Below this line is the material. Write out only its lines from the one containing "- Makefile: Fixed" through the one containing "- FormGroup: Provided", both kept, exactly.

--------------------------------------------------

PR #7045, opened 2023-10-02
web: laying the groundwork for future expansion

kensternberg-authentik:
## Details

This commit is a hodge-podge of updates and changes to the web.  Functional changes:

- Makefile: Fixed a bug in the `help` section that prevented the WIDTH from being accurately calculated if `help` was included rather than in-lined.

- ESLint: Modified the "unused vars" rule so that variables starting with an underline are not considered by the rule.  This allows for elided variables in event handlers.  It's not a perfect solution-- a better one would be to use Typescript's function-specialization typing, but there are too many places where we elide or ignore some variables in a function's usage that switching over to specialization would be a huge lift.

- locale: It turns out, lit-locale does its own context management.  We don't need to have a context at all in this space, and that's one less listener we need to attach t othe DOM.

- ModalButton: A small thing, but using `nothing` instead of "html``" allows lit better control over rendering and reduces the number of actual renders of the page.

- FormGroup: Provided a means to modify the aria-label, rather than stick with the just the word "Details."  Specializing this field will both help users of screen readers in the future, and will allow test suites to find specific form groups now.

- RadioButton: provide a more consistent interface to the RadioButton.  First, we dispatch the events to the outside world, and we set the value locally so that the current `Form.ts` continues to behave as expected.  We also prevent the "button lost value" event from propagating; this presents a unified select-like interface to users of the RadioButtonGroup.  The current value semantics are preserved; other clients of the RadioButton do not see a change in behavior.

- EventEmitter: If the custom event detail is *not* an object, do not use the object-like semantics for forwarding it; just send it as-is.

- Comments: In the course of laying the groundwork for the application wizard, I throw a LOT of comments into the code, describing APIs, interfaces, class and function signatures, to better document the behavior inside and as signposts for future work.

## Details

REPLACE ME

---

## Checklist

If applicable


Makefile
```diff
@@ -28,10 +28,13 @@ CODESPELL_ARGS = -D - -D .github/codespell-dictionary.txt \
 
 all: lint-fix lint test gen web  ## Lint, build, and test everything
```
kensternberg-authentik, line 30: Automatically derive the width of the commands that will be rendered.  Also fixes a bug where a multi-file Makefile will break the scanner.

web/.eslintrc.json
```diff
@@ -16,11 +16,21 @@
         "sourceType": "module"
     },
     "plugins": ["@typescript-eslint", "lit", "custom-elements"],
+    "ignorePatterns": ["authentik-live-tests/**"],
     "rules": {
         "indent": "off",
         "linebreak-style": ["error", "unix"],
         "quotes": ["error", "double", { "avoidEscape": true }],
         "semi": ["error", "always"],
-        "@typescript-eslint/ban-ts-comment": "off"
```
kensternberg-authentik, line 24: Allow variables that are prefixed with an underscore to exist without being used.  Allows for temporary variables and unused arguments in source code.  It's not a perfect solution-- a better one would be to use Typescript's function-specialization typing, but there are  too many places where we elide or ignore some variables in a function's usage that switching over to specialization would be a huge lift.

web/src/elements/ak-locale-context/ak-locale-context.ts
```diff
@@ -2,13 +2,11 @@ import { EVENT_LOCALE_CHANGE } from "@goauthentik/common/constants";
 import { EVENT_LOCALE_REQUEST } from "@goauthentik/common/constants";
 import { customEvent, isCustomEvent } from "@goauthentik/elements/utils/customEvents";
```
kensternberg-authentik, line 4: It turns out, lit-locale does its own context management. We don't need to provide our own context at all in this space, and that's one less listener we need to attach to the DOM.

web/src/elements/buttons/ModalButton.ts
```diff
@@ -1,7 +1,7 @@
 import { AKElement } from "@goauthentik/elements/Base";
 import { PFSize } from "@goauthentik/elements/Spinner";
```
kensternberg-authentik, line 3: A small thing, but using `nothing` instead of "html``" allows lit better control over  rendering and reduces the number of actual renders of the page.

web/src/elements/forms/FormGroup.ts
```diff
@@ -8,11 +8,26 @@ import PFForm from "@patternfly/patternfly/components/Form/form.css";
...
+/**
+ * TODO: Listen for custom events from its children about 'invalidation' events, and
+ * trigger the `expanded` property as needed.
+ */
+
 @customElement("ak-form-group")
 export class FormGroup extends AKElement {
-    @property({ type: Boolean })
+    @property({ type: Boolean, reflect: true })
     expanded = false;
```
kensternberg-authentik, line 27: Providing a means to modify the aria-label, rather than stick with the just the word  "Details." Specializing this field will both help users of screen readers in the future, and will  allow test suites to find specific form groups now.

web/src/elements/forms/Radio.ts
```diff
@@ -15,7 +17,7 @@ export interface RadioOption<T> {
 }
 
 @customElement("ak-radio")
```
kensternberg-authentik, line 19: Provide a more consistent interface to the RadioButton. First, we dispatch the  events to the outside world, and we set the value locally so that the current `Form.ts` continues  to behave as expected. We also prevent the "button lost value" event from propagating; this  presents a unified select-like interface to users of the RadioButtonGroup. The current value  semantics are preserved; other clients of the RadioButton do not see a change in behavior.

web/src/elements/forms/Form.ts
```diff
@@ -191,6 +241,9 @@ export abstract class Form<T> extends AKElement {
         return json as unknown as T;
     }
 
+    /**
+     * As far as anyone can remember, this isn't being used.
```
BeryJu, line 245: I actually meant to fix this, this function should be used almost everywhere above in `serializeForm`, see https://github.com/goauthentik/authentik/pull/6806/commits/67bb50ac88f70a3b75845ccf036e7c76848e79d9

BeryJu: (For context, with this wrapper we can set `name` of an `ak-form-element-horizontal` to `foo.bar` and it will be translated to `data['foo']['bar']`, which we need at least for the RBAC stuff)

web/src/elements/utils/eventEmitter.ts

--------------------------------------------------

**SOLUTION FOR THIS PROBLEM**:
- Makefile: Fixed a bug in the `help` section that prevented the WIDTH from being accurately calculated if `help` was included rather than in-lined.

- ESLint: Modified the "unused vars" rule so that variables starting with an underline are not considered by the rule.  This allows for elided variables in event handlers.  It's not a perfect solution-- a better one would be to use Typescript's function-specialization typing, but there are too many places where we elide or ignore some variables in a function's usage that switching over to specialization would be a huge lift.

- locale: It turns out, lit-locale does its own context management.  We don't need to have a context at all in this space, and that's one less listener we need to attach t othe DOM.

- ModalButton: A small thing, but using `nothing` instead of "html``" allows lit better control over rendering and reduces the number of actual renders of the page.

- FormGroup: Provided a means to modify the aria-label, rather than stick with the just the word "Details."  Specializing this field will both help users of screen readers in the future, and will allow test suites to find specific form groups now.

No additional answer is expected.